Femtojoule femtosecond all-optical switching in lithium niobate nanophotonics

Optical nonlinear functions are crucial for various applications in integrated photonics, including all-optical information processing1, photonic neural networks2,3 and on-chip ultrafast light sources4,5. However, the weak native nonlinearity of most nanophotonic platforms has imposed barriers for such functions by necessitating large driving energies, high-Q cavities or integration with other materials with stronger nonlinearity. Here we effectively utilize the strong and instantaneous quadratic nonlinearity of lithium niobate nanowaveguides for the realization of cavity-free all-optical switching.
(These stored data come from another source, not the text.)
PR #240, opened 2023-11-24
Avoid using PeekBuffer for newline searching

fzhinkin:
PeekBuffer creates a lot of troubles when using ByteBuffer, but even with a byte array, switching to an indexOf-based algorithm significantly improves performance.

### DIFF
--- a/core/common/src/Utf8.kt
+++ b/core/common/src/Utf8.kt
@@ -244,28 +244,29 @@ internal fun Buffer.readUtf8CodePoint(): Int {
  *
  * @sample kotlinx.io.samples.KotlinxIoCoreCommonSamples.readLinesSample
  */
+@OptIn(InternalIoApi::class)
 public fun Source.readLine(): String? {
     if (!request(1)) return null
 
-    val peekSource = peek()
-    var offset = 0L
-    var newlineSize = 0L
-    while (peekSource.request(1)) {
-        val b = peekSource.readByte().toInt()
-        if (b == '\n'.code) {
-            newlineSize = 1L
-            break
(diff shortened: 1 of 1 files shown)


fzhinkin:
Here are benchmarking results (I executed benchmarks in throughput mode, so higher the score, better the performance):

baseline (devel):
```Benchmark                          (length)  (minGap)  (separator)   Mode  Cnt         Score        Error  Units
Utf8LineBenchmark.benchmark              17       128           LF  thrpt    5  14393924.677 ± 633264.931  ops/s
Utf8LineBenchmark.benchmark              17       128         CRLF  thrpt    5  12899750.296 ± 327695.500  ops/s
Utf8LineStrictBenchmark.benchmark        17       128           LF  thrpt    5  13517716.542 ± 149910.502  ops/s
Utf8LineStrictBenchmark.benchmark        17       128         CRLF  thrpt    5  10519251.118 ±  74099.464  ops/s
```

new version (this branch):
```
Benchmark                          (length)  (minGap)  (separator)   Mode  Cnt         Score        Error  Units
Utf8LineBenchmark.benchmark              17       128           LF  thrpt    5  25948563.426 ± 525739.384  ops/s
Utf8LineBenchmark.benchmark              17       128         CRLF  thrpt    5  25194297.473 ± 615986.235  ops/s
Utf8LineStrictBenchmark.benchmark        17       128           LF  thrpt    5  25797103.301 ± 413829.337  ops/s
Utf8LineStrictBenchmark.benchmark        17       128         CRLF  thrpt    5  24884202.183 ± 542315.770  ops/s
```

shanshin (approved):

PR #242, opened 2023-11-28
Reimplement Source::indexOf(ByteString) without Source::peek calls

fzhinkin:
As in https://github.com/Kotlin/kotlinx-io/pull/240, reimplemented algorithm without the use of the `PeekSource`. Also added a specialized implementation for `Buffer`.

By simultaneous engineering of the dispersion and quasi-phase matching, we design and demonstrate a nonlinear splitter that can achieve ultralow switching energies down to 80 fJ, featuring a fastest switching time of ~46 fs and a lowest energy–time product of 3.7 × 10−27 J s in integrated photonics. Our results can enable on-chip ultrafast and energy-efficient all-optical information processing, computing systems and light sources. Researchers exploit the quadratic nonlinearity of lithium niobate nanowaveguides and demonstrate cavity-free all-optical switching. Switching energies down to 80 fJ, switching times down to ~46 fs and energy–time products of 3.7 × 10−27 J s are shown.